╭─ Dataset content

PR #9082, opened 2020-10-05
Fix alphatest transparency so it no-longer requires a diffuse/albedo texture if an opacityTexture is present

metaobjects:


Popov72:
The problem is that it is a breaking change...

We would need a new parameter to trigger the new code path, so I will let @deltakosh  / @sebavan answer about this.

If we add a new code path, I would be in favor of simply testing `this._transparencyMode === Material.MATERIAL_ALPHATEST || this._transparencyMode === Material.MATERIAL_ALPHATESTANDBLEND` which is the easiest and more straightforward way to do it. We could call that path the `strict transparency mode enforcement` path, where we only use the value of `transparencyMode` to enable alpha testing / alpha blending. I think that could simplify a lot dealing with transparency, as the different combinations we have today can make it difficult to achieve the desired result (see https://doc.babylonjs.com/resources/transparency_and_how_meshes_are_rendered).

metaobjects:
I couldn't think of any situations where you would have an opacity texture and set alphatest mode and not expect the opacity texture to be used, especially as cutout works without any diffuse texture at all. What are the kind of situations this would break?

metaobjects:
Unless it's because of the default "this._transparencyMode == null || " clause people may have opacity textures assigned without setting an alpha mode and this changes the behavior in those cases? I'm happy to expand the if statement so if transparencyMode is null it only checks the diffuse/albedo texture if that would fix it?

sebavan (approved):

╰─

== About this exercise ==
The answer must be the same records, repeated exactly and in full.

== Exercise answer ==
PR #9082, opened 2020-10-05
Fix alphatest transparency so it no-longer requires a diffuse/albedo texture if an opacityTexture is present

metaobjects:


Popov72:
The problem is that it is a breaking change...

We would need a new parameter to trigger the new code path, so I will let @deltakosh  / @sebavan answer about this.

If we add a new code path, I would be in favor of simply testing `this._transparencyMode === Material.MATERIAL_ALPHATEST || this._transparencyMode === Material.MATERIAL_ALPHATESTANDBLEND` which is the easiest and more straightforward way to do it. We could call that path the `strict transparency mode enforcement` path, where we only use the value of `transparencyMode` to enable alpha testing / alpha blending. I think that could simplify a lot dealing with transparency, as the different combinations we have today can make it difficult to achieve the desired result (see https://doc.babylonjs.com/resources/transparency_and_how_meshes_are_rendered).

metaobjects:
I couldn't think of any situations where you would have an opacity texture and set alphatest mode and not expect the opacity texture to be used, especially as cutout works without any diffuse texture at all. What are the kind of situations this would break?

metaobjects:
Unless it's because of the default "this._transparencyMode == null || " clause people may have opacity textures assigned without setting an alpha mode and this changes the behavior in those cases? I'm happy to expand the if statement so if transparencyMode is null it only checks the diffuse/albedo texture if that would fix it?

sebavan (approved):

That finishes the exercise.